Safe Distance Between Life & Death


One of the most visible and demonstrable criterion of economic growth and financial advancement of any country is the number of vehicles on the road. Though the quality of the vehicles., in terms of performance and safety has increased phenomenally, regrettably, the quality of driving and the essential road sense have not improved much in India, to the extent that is required and expected. The statistics relating to road accident deaths is staggering. The number of deaths in such road accidents is mostly due to over speeding, which, is an element of rash and negligent driving. Automobile accidents, be it head on collisions, fender-benders or even rear-ending another vehicle are all far too common and frequent for any kind of comfort in the level of road safety. The question arises as to what should be the safe distance between two running vehicles proceeding in the same direction.


A case came before the Motor Accident Claim tribunal in which, a Maruti car collided against a truck moving in front of it, while travelling in the same direction. One person died and some others were injured. It was alleged that the truck driver suddenly applied the brakes and/or moved on the right; as a consequence of which, the Maruti car behind him dashed against that truck. The matter went right up to Hon'ble Supreme Court of India in Nishant Singh & Ors. v. Oriental Insurance Company Ltd. through Regional Manager & Ors., Civil Appeal No. 10145 of 2016, in which, the final order was delivered on 27.04.2018.


Paragraph 10 of the said Judgement, while referring to Regulation 23 of the Rules of the Road Regulations, 1989, reads as follows:


"23. Distance from vehicles in front. The driver of a motor vehicle moving behind another vehicle shall keep at a sufficient distance from that other vehicle to avoid collision if the vehicle in front should suddenly slow down or stop." The expression 'sufficient distance' has not been defined in the Regulations or elsewhere. The thumb rule of sufficient distance is at least a safe distance of two to three seconds gap in ideal conditions to avert collision and to allow the following driver time to respond.

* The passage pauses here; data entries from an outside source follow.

PR #58, opened 2021-03-23
Delete a version of a secret

carrala:


rosasck (approved):

package.json
```diff
@@ -47,7 +47,7 @@
     "eslint-config-prettier": "^8.1.0",
     "eslint-plugin-jest": "^24.2.0",
     "eslint-plugin-prettier": "^3.3.1",
-    "husky": "^5.1.3",
+    "husky": "^5.2.0",
```
rosasck, line 50: not again!!

rosasck (approved):

lib/identity/client.js
```diff
@@ -766,6 +766,51 @@ class Client extends PartialClient {
...
   }
+  /**
+   * removeSingleSecret
+   * @param {String} secretID
+   * @param {String} version
+   * @param {String} secretName
+   * @param {String} secretType
+   * @return {Boolean} returns true if the secret was successfully removed
+   */
+  async removeSingleSecret(secretID, version, secretName, secretType) {
```
efabens, line 777: From a usability perspective I would pass in a secret and then get those values in this method. instead of having 4 parameters that all come from the same object

galxy25: +1

__tests__/secret.test.js
```diff
@@ -570,6 +570,18 @@ describe('Tozny identity client', () => {
     )
     expect(sharedList[0].meta.recordId).toBe(recordView.meta.recordId)
   })
+  it('can delete an unshared secret', async () => {
```
galxy25, line 573: but it does work for shared secrets as well?

lib/identity/client.js
carrala: will do! i got so excited that it was finally working that I completely forgot we talked about this!

__tests__/secret.test.js
carrala: another test is coming for shared secrets -- but yes it does work for them!

lib/identity/client.js
galxy25, line 777: keep the naming consistent, its `createSecret` so I expect `deleteSecret`, remove would be congruent if there was an add method

galxy25: and for single, maybe `deleteSecretVersion`

efabens: maybe even just the secret meta.

efabens: only pushback here is at some point we do need to differentiate between a secret version, and an entire secret (all versions). Which get removeSecret and which has a different name?

lib/identity/client.js
```diff
@@ -766,6 +766,51 @@ class Client extends PartialClient {
...
+          let recordType = `tozny.secret.${SECRET_UUID}.${secretType}.${secretName}`
+          await this.storage.revokeRecordWithGroup(
+            groupInfo.groupID,
+            recordType
+          )
+          await this.storage.deleteGroup(groupInfo.groupID)
+        }
+      })
+    )
+    const groupName = `tozny.secret.${this.config.realmName}.${
```
galxy25, line 797: almost all of this code is a duplicate of what's in lines 782, which is a clear sign it should be extracted out into a re-usable method

lib/identity/client.js
efabens: clearly didn't refresh my page and see you had already said what I repeated

lib/identity/client.js
```diff
@@ -766,6 +766,51 @@ class Client extends PartialClient {
...
+   * @param {String} version
+   * @param {String} secretName
+   * @param {String} secretType
+   * @return {Boolean} returns true if the secret was successfully removed
+   */
+  async removeSingleSecret(secretID, version, secretName, secretType) {
+    const sharedList = await this.getSecretSharedList(secretName, secretType)
+    await Promise.all(
+      sharedList.map(async users => {
+        let identity = await this.searchIdentityByUsername(users.username)
```
galxy25, line 781: @rosasck this is a bulk endpoint right? We should be able to do this search once around 778 to get all the usernames and not have to make a search for each user the secret is shared with.

galxy25 (changes requested):
Functionality wise great work! Needs some refactoring to be a better base for future development

lib/identity/client.js
galxy25: ah ah, don't cross abstractions if it can be avoided, even if its the easiest path forward at the moment. Conceptually secrets exists on top of records (hence why we refer to secretID and not recordID), our "public" sdk methods to work with secrets should accept secret objects, and pull out the lower level bits as needed to accomplish their tasks. If this was an e3db-clients-go lower level library sort of thing sure, but this is an SDK.

lib/identity/client.js
rosasck: `searchIdentitiesByUsername` is a bulk endpoint! 

@carrala  should have caught this during our debug session! we just need a list of all usernames and then call `searchIdentitiesByUsername` NOT `searchIdentityByUsername`

rosasck: in hindsight maybe too close of a name....

carrala:
additional tests for deleting versions of secrets + refactoring!

galxy25 (approved):

efabens (approved):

The distance of 10-15 feet between the truck and maruti car was certainly not a safe distance for which the driver of the maruti car must take the blame. It must necessarily follow that the finding on the issue under consideration ought to be against the claimants."


Without going further into the facts, it is to be noted that the courts held the car driver to be guilty of driving in a rash and negligent manner as he had not kept sufficient distance from the vehicle in front of it, to avoid collision. The thumb rule for sufficient distance was described as, having a safe distance of at least 2 - 3 seconds, in ideal conditions, to avoid a collision and to allow the driver behind to respond.


As per the thumb rule which is generally followed the world over, which however, has not been described in the judgement, the driver is to assess the situation and to identify a point - may be a tree or a sign post on the road and to start uttering One Thousand One, One Thousand Two, One Thousand Three, the moment the vehicle in front passes that sign/point. If the vehicle behind crosses the identified spot before the driver of that car finishes saying One Thousand Three, the distance maintained between the two cars would not be considered as a safe and sufficient distance between the two vehicles. In the United States of America, instead of counting One thousand one, …; people do count the seconds by saying 'One Mississippi, Two Mississippi, Three Mississippi', as saying 'One Mississippi', etc. amounts to approximately one second. 


Hopefully, this judgement of the Hon’ble Supreme Court, though not widely circulated or known now, should be given its due publicity and the 'thumb rule' as referred to in the Judgement should be incorporated in the training given to all those who wish to learn how to drive a car.